> [What you have to do]: Below are entries; print them exactly from the first line through the one containing "Support loading scripts".

(Entries taken from a collection)
PR #1330, opened 2021-06-27
Engine: support scripts as separate assets

ivan-mogilko:
**Summary**

Support loading scripts as separate asset files. Allow to *not* have scripts inside game28.dta and room.crm.

This does not change any data formats, only reinterprets one existing flag in the main game data (as explained below).

The purpose of this is to simplify the data layout in the game package, and the packaging process itself, as this will require at least 1 step less for game and room compilation (compiled script injection into the respective data blob).

**Details**

This allows engine to support game distribs where scripts are not embedded into the game28.dta and roomN.crm blobs, but are present as separate asset files inside the game package.

First of all, the engine will now treat `game.load_compiled_script` flag as an indication whether the scripts are found inside main game data file or not, and won't immediately raise an error if it's 0 (false).

After the main game data is loaded the engine will look up for script files of hardcoded names for Global and Dialog scripts, and then for the script modules. These are optional. If they are not found no error is raised. If they exist then they will be loaded, replacing any scripts found in the main game data if these were also present.

There are two hardcoded script file names: **"GlobalScript.o"** and **"DialogScript.o"**.

For the rest of the script modules, engine first tries loading an asset called **"ScriptModules.lst"** which is supposed to contain simple textual list of filenames *separated by linebreaks*. These files are then loaded as script modules in the given order.
This is not hardcoded, but the suggested names for these modules is again **"scriptname.o"**.

Regardless, GlobalScript must exist anyway. If it's not found at all (neither in main data blob nor as a separate asset), the error is raised.

Similar change is done for the room scripts. Except room scripts are an optional block in the room format, so there was no need for any flag.

Room script should be called **"roomN.o"** where N is a room's number.

**PS.** Naturally these assets may also be loaded from the disk, as any other game data in AGS.

### DIFF
--- a/Common/game/main_game_file.cpp
+++ b/Common/game/main_game_file.cpp
@@ -71,8 +71,6 @@ String GetMainGameFileErrorText(MainGameFileErrorType err)
         return "Failed to deserialize custom properties schema.";
     case kMGFErr_InvalidPropertyValues:
         return "Errors encountered when reading custom properties.";
-    case kMGFErr_NoGlobalScript:
-        return "No global script in game.";
     case kMGFErr_CreateGlobalScriptFailed:
         return "Failed to load global script.";
     case kMGFErr_CreateDialogScriptFailed:
@@ -802,17 +800,18 @@ HGameFileError ReadGameData(LoadedGameEntities &ents, Stream *in, GameDataVersio
     game.read_interaction_scripts(in, data_ver);
     game.read_words_dictionary(in);
 
-    if (!game.load_compiled_script)
-        return new MainGameFileError(kMGFErr_NoGlobalScript);
-    ents.GlobalScript.reset(ccScript::CreateFromStream(in));
-    if (!ents.GlobalScript)
-        return new MainGameFileError(kMGFErr_CreateGlobalScriptFailed, ccErrorString);
-    err = ReadDialogScript(ents.DialogScript, in, data_ver);
-    if (!err)
-        return err;
-    err = ReadScriptModules(ents.ScriptModules, in, data_ver);
-    if (!err)
-        return err;
+    if (game.load_compiled_script)
+    {
+        ents.GlobalScript.reset(ccScript::CreateFromStream(in));
+        if (!ents.GlobalScript)
+            return new MainGameFileError(kMGFErr_CreateGlobalScriptFailed, ccErrorString);
+        err = ReadDialogScript(ents.DialogScript, in, data_ver);
+        if (!err)
+            return err;
+        err = ReadScriptModules(ents.ScriptModules, in, data_ver);
+        if (!err)
+            return err;
+    }
 
     ReadViews(game, ents.Views, in, data_ver);
 
--- a/Common/game/main_game_file.h
+++ b/Common/game/main_game_file.h
@@ -56,7 +56,6 @@ enum MainGameFileErrorType
     kMGFErr_TooManyCursors,
     kMGFErr_InvalidPropertySchema,
     kMGFErr_InvalidPropertyValues,
-    kMGFErr_NoGlobalScript,
     kMGFErr_CreateGlobalScriptFailed,
     kMGFErr_CreateDialogScriptFailed,
     kMGFErr_CreateScriptModuleFailed,
--- a/Engine/ac/room.cpp
+++ b/Engine/ac/room.cpp
@@ -448,6 +448,26 @@ static void update_all_viewcams_with_newroom()
     }
 }
 
+// Looks up for the room script available as a separate asset.
+// This is optional, so no error is raised if one is not found.
+// If found however, it will replace room script if one had been loaded
+// from the room file itself.
+HError LoadRoomScript(RoomStruct *room, int newnum)
+{
+    String filename = String::FromFormat("room%d.o", newnum);
+    std::unique_ptr<Stream> in(AssetMgr->OpenAsset(filename));
+    if (in)
+    {
+        PScript script(ccScript::CreateFromStream(in.get()));
+        if (!script)
+            return new Error(String::FromFormat(
+                "Failed to load a script module: %s", filename.GetCStr()),
+                ccErrorString);
+        room->CompiledScript = script;
+    }
+    return HError::None();
+}
+
 // forchar = playerchar on NewRoom, or NULL if restore saved game
 void load_new_room(int newnum, CharacterInfo*forchar) {
 
@@ -486,6 +506,11 @@ void load_new_room(int newnum, CharacterInfo*forchar) {
         (thisroom.GameID != game.uniqueid)) {
             quitprintf("!Unable to load '%s'. This room file is assigned to a different game.", room_filename.GetCStr());
     }
+
+    HError err = LoadRoomScript(&thisroom, newnum);
+    if (!err)
+        quitprintf("!Unable to load '%s'. Error: %s", room_filename.GetCStr(),
+            err->FullMessage().GetCStr());
 
     convert_room_coordinates_to_data_res(&thisroom);
 
--- a/Engine/game/game_init.cpp
+++ b/Engine/game/game_init.cpp
@@ -124,6 +124,8 @@ String GetGameInitErrorText(GameInitErrorType err)
         return "Too many plugins for this engine to handle.";
     case kGameInitErr_PluginNameInvalid:
         return "Plugin name is invalid.";
+    case kGameInitErr_NoGlobalScript:
+        return "No global script in game.";
     case kGameInitErr_ScriptLinkFailed:
         return "Script link failed.";
     }
@@ -442,6 +444,8 @@ HGameInitError InitGameState(const LoadedGameEntities &ents, GameDataVersion dat
     // NOTE: we must do this after plugins, because some plugins may export
     // script symbols too.
     //
+    if (!ents.GlobalScript)
+        return new GameInitError(kGameInitErr_NoGlobalScript);
     gamescript = ents.GlobalScript;
     dialogScriptsScript = ents.DialogScript;
     numScriptModules = ents.ScriptModules.size();
--- a/Engine/game/game_init.h
+++ b/Engine/game/game_init.h
@@ -40,7 +40,8 @@ enum GameInitErrorType
     kGameInitErr_EntityInitFail,
     kGameInitErr_TooManyPlugins,
     kGameInitErr_PluginNameInvalid,
-    kGameInitErr_ScriptLinkFailed
+    kGameInitErr_NoGlobalScript,
+    kGameInitErr_ScriptLinkFailed,
 };
 
 String GetGameInitErrorText(GameInitErrorType err);
--- a/Engine/main/game_file.cpp
+++ b/Engine/main/game_file.cpp
@@ -39,6 +39,7 @@
 #include "gfx/blender.h"
 #include "core/assetmanager.h"
 #include "util/alignedstream.h"
+#include "util/textstreamreader.h"
 #include "ac/gamesetup.h"
 #include "game/main_game_file.h"
 #include "game/game_init.h"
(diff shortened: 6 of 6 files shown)


ericoporto:
So, this means one day I will be able to hit save on the room editor when I haven't finished writing the script and not get annoying errors?

ivan-mogilko:
> So, this means one day I will be able to hit save on the room editor when I haven't finished writing the script and not get annoying errors?

Hmm, I did not think about that. Maybe this will be a consequence too.
Same will happen because of the room format change too (#1278).

ericoporto:
It would be nice to have a config to always prefer packaged scripts to avoid someone making an evil with the intent of pulling game assets.

rofl0r:
> evil script with the intent of pulling game assets

what do you think could such evil script do ?

ericoporto:
Extract all images without even needing an external tool.

rofl0r:
you'd already need an external tool, at least external script compiler, to create that "evil script stealing images", in which case it would be a lot simpler to just use `agsprite` tool to rip the images.

> Assets are licensed from the artists to the gamedev with the purpose of making the game, not for general use - which would be more expensive.

if someone rips images from say "call of duty", can he then legally use those images for other works? nope. just because someone can technically get to licensed content, it doesn't change the license of the content.

ivan-mogilko:
There was at least one instance of another user asking for this in the past. I would see this as a separate issue of course, as this is related not only to scripts but any assets.

Frankly I've been always reluctant to do this, as on one hand there are already multiple tools extracting resources from AGS games (some of them exist for decades), so if the person is dedicated they will find what they want. On another hand changing this priority will close certain opportunities like quickly patching the game without repackaging, or providing new translations with new font files.

I feel like this is a serious matter that has to be discussed openly first.

At the same time I'm 100% sure that if we do this, someone will immediately make a version of an engine where this is reverted.

ericoporto:
I think if you ask around if people want their games edited by a third party you will find gamdevelopers have the same opinion as me. 

> At the same time I'm 100% sure that if we do this, someone will make a version of an engine where this is reverted

Well, sure, but good luck to that person maintaining this. Do you prefer one fork for EACH gamedev reverting this instead? 

If you don't want to check this bit for this switch for some reason, then we should start thinking about shipping two engines with the Editor, the one for hacks, and the one that actually gets shipped with the game.

ivan-mogilko:
> I think if you ask around if people want their games edited by a third party

The question is not whether they want their games edited by someone or not. Their games may already be edited, because all the necessary tools exist.

Do you realize that as soon as we provide the full collection of standalone tools with the Editor, *anyone* will be able to repack the game data in anyones game? So all this protection will just fly into the window. The only way to protect your game from editing (more or less) is to create a closed-source data format.

ivan-mogilko:
Well, I mean, we can do this of course. Most people probably won't notice the difference, those who used this will hate.

fernewelten:
When I learned how the (old) compiler worked, I needed to know the __exact__ inputs that would be passed to the compiler. So I made a small stub at the start of the compiling function that wrote the input to a file called `scriptname`-`timestamp`.`asc` before processing it further. That was an effort of  ~5 lines. 

In the same vein, packaging a game isn't the same thing as a copy protection: The Engine must by needs be able to unbundle and read all the assets. So it's probably very easy to modify it in such a way that it writes all the assets out to some file before processing them or acting on them. As soon as there is some way to run a game with your own Engine, out goes the "bundling" copy protection.

The evil unbundler only needs to patch __one__ Engine __once__ with some file writing calls: Even if our Engine gradually evolves, the patched evil Engine will be still functional enough for a long time to do the evil writing work; afterwards it can gladly crash because the deed has been done. And when the old Engine isn't functional enough any longer at long last, you can probably simply cherry-pick the old changes onto the newest Engine version, and chances are quite high that git will integrate them without even needing manual intervention.

We might perhaps implement some public key / private key encryption system to protect the integrity of the files. The Engine would only be able to DEcrypt them, but to ENcrypt a changed file, the developer's private key would be needed. 

But even then, that would not prevent an evil decrypter from unpacking everything, changing things around and then packing it all again with a one-time encryption key that they make up for the occasion.

ericoporto:
_graph of what I said:_
- Tools (our or third party) -> fair game
- The engine alone that's in the released game -> no

> public key / private key encryption 

Let's not go there.

ivan-mogilko:
My primary question here is: what's the point of changing anything if that won't lead to the goal (game protection), but only annoy a number of people? Or increase the project maintenance.

ivan-mogilko:
In regards to this PR though, is it acceptable as is (so long as it works as expected), or is this concern about safety too high to let it be merged at the moment?

If it's okay, I'd like to propose moving the game protection discussion to the dedicated ticket, because there are already several variants suggested above (like providing separate engines for release and debugging).

ivan-mogilko:
@ericoporto I gave this a quick thought, and even if we go with "release" engine build, I'd rather also have an option in game settings for this, as a backup plan in case someone wants to support game modding or something.

I.e. the engine flag may define the starting priority setting here:
https://github.com/adventuregamestudio/ags/blob/a3c6e7cfded18daadab00474ff6d148904581f08/Engine/main/main.cpp#L109


but then it loads game data and adjusts according to what is specified in a dedicated OPT_* value.

rofl0r:
is there some kind of mechanism to prevent the engine from trying to open these separate files over and over?
i have this debug log from latest PR improving ci_find_file:

```
fast path /home/rofl/games/ags/Strangeland-GOG/game.ags
fast path /home/rofl/games/ags/Strangeland-GOG//game.ags
fast path /home/rofl/games/ags/Strangeland-GOG//speech.vox
fast path /home/rofl/games/ags/Strangeland-GOG//speech.vox
fast path /home/rofl/games/ags/Strangeland-GOG//speech.vox
fast path /home/rofl/games/ags/Strangeland-GOG//audio.vox
fast path /home/rofl/games/ags/Strangeland-GOG//audio.vox
fast path /home/rofl/games/ags/Strangeland-GOG//audio.vox
file not found /home/rofl/games/ags/Strangeland-GOG/ game28.dta
fast path /home/rofl/games/ags/Strangeland-GOG//game.ags
file not found /home/rofl/games/ags/Strangeland-GOG/ GlobalScript.o
file not found /home/rofl/games/ags/Strangeland-GOG/ DialogScript.o
file not found /home/rofl/games/ags/Strangeland-GOG/ ScriptModules.lst
file not found /home/rofl/games/ags/Strangeland-GOG/ agsfnt0.ttf
fast path /home/rofl/games/ags/Strangeland-GOG//game.ags
file not found /home/rofl/games/ags/Strangeland-GOG/ agsfnt1.ttf
fast path /home/rofl/games/ags/Strangeland-GOG//game.ags
file not found /home/rofl/games/ags/Strangeland-GOG/ agsfnt2.ttf
fast path /home/rofl/games/ags/Strangeland-GOG//game.ags
file not found /home/rofl/games/ags/Strangeland-GOG/ agsfnt3.ttf
fast path /home/rofl/games/ags/Strangeland-GOG//game.ags
file not found /home/rofl/games/ags/Strangeland-GOG/ agsfnt4.ttf
fast path /home/rofl/games/ags/Strangeland-GOG//game.ags
file not found /home/rofl/games/ags/Strangeland-GOG/ agsfnt5.ttf
fast path /home/rofl/games/ags/Strangeland-GOG//game.ags
file not found /home/rofl/games/ags/Strangeland-GOG/ agsfnt6.ttf
fast path /home/rofl/games/ags/Strangeland-GOG//game.ags
file not found /home/rofl/games/ags/Strangeland-GOG/ agsfnt7.ttf
fast path /home/rofl/games/ags/Strangeland-GOG//game.ags
file not found /home/rofl/games/ags/Strangeland-GOG/ agsfnt8.ttf
fast path /home/rofl/games/ags/Strangeland-GOG//game.ags
file not found /home/rofl/games/ags/Strangeland-GOG/ agsfnt9.ttf
fast path /home/rofl/games/ags/Strangeland-GOG//game.ags
file not found /home/rofl/games/ags/Strangeland-GOG/ agsfnt10.ttf
fast path /home/rofl/games/ags/Strangeland-GOG//game.ags
file not found /home/rofl/games/ags/Strangeland-GOG/ agsfnt11.ttf
fast path /home/rofl/games/ags/Strangeland-GOG//game.ags
file not found /home/rofl/games/ags/Strangeland-GOG/ agsfnt12.ttf
fast path /home/rofl/games/ags/Strangeland-GOG//game.ags
file not found /home/rofl/games/ags/Strangeland-GOG/ agsfnt13.ttf
fast path /home/rofl/games/ags/Strangeland-GOG//game.ags
file not found /home/rofl/games/ags/Strangeland-GOG/ agsfnt14.ttf
fast path /home/rofl/games/ags/Strangeland-GOG//game.ags
file not found /home/rofl/games/ags/Strangeland-GOG/ agsfnt15.ttf
fast path /home/rofl/games/ags/Strangeland-GOG//game.ags
file not found /home/rofl/games/ags/Strangeland-GOG/ agsfnt16.ttf
fast path /home/rofl/games/ags/Strangeland-GOG//game.ags
file not found /home/rofl/games/ags/Strangeland-GOG/ acsprset.spr
fast path /home/rofl/games/ags/Strangeland-GOG//game.ags
file not found /home/rofl/games/ags/Strangeland-GOG/ sprindex.dat
fast path /home/rofl/games/ags/Strangeland-GOG//game.ags
file not found /home/rofl/games/ags/Strangeland-GOG/ room41.crm
fast path /home/rofl/games/ags/Strangeland-GOG//game.ags
file not found /home/rofl/games/ags/Strangeland-GOG/ room41.o
fast path /home/rofl/games/ags/Strangeland-GOG//Sounds/sound59.sfx
file not found /home/rofl/games/ags/Strangeland-GOG/ room1.crm
fast path /home/rofl/games/ags/Strangeland-GOG//game.ags
file not found /home/rofl/games/ags/Strangeland-GOG/ room1.o
fast path /home/rofl/games/ags/Strangeland-GOG//Sounds/sound456.sfx
fast path /home/rofl/games/ags/Strangeland-GOG//Sounds/sound288.sfx
fast path /home/rofl/games/ags/Strangeland-GOG//Sounds/sound34.sfx
fast path /home/rofl/games/ags/Strangeland-GOG//Sounds/sound261.sfx
fast path /home/rofl/games/ags/Strangeland-GOG//Sounds/sound261.sfx
fast path /home/rofl/games/ags/Strangeland-GOG//Sounds/sound261.sfx
fast path /home/rofl/games/ags/Strangeland-GOG//Sounds/sound34.sfx
```

ivan-mogilko:
> is there some kind of mechanism to prevent the engine from trying to open these separate files over and over?

If you mean *.o files, global scripts are only looked up once, and room.o are looked up whever a room is loaded. Is this an unwanted behavior?

rofl0r:
well, i just noticed in the output above that engine tries to load first any files that are inside .ags/.exe file from fs, and when it fails from .ags pack, since any failed try involves 2 chdir() and comparison with any filename in those directories <strike>using stat syscall on any file</strike>(i just fixed this in my PR)

ivan-mogilko:
This is how engine works by default: it first always checks for a file on disk and then inside the package (this was discussed above in this thread).

Since there was already a request for changing this behavior by a game option, if this is desired we may also have a config or a command-line option to set opposite reading order.

rofl0r:
well, my though was that there may be a convention like "if globalscript.o isn't found, then don't try to load any other .o/.crm files from fs from now on"

ivan-mogilko:
> well, my thought was that there may be a convention like "if globalscript.o isn't found, then don't try to load any other .o/.crm files from fs from now on"

This priority read rule existed since the beginning of AGS, and support for separate script files did not change anything in this regard.
I do not think that the abscence of one asset, even if it's more important that the others, justifies such change in behavior. E.g. there may be no globalscript.o, but there could be a room.o added for a test. Other assets are completely unrelated from scripts.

> [Solution to this exercise]:
PR #1330, opened 2021-06-27
Engine: support scripts as separate assets

ivan-mogilko:
**Summary**

Support loading scripts as separate asset files. Allow to *not* have scripts inside game28.dta and room.crm.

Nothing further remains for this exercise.